## PROBLEM TO WORK ON
List every line in this data where the string "satisfies" occurs.
Start of GIVEN ENTRIES
PR #484, opened 2026-05-01
Add a new axiom for dominance, and improve grind pattern

math-fehr:
The new axiom states that any user of an operation is being strictly dominated by it.

### DIFF
--- a/Veir/Dominance.lean
+++ b/Veir/Dominance.lean
@@ -10,6 +10,9 @@ public import Veir.Rewriter.InsertPoint
   This file is a placeholder for the dominance relation between IR constructs.
   It currently only contains axioms, and will be filled in with actual definitions and proofs
   in the future.
+
+  This formalization assumes that all regions are SSACFG regions, so it particular it doesn't
+  support graph regions.
 -/
 
 public section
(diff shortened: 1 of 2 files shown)


tobiasgrosser (approved):
Interesting.

This may not be true for graph regions and only for valid IR, not for any IR.

math-fehr:
Yes, this is only valid for IR that satisfies dominance (`ctx.Dom`), and for now we do not encode graph regions.

luisacicolini:
> Yes, this is only valid for IR that satisfies dominance (`ctx.Dom`), and for now we do not encode graph regions.

maybe worth adding these as caveats in the comment of the axiom? Other than that LGTM!

math-fehr:
> > Yes, this is only valid for IR that satisfies dominance (`ctx.Dom`), and for now we do not encode graph regions.
> 
> maybe worth adding these as caveats in the comment of the axiom? Other than that LGTM!



> > Yes, this is only valid for IR that satisfies dominance (`ctx.Dom`), and for now we do not encode graph regions.
> 
> maybe worth adding these as caveats in the comment of the axiom? Other than that LGTM!

Good point, I added it in the file description as other axioms are also having this assumption.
End of GIVEN ENTRIES
## TASK ANSWER
Yes, this is only valid for IR that satisfies dominance (`ctx.Dom`), and for now we do not encode graph regions.
> Yes, this is only valid for IR that satisfies dominance (`ctx.Dom`), and for now we do not encode graph regions.
> > Yes, this is only valid for IR that satisfies dominance (`ctx.Dom`), and for now we do not encode graph regions.
> > Yes, this is only valid for IR that satisfies dominance (`ctx.Dom`), and for now we do not encode graph regions.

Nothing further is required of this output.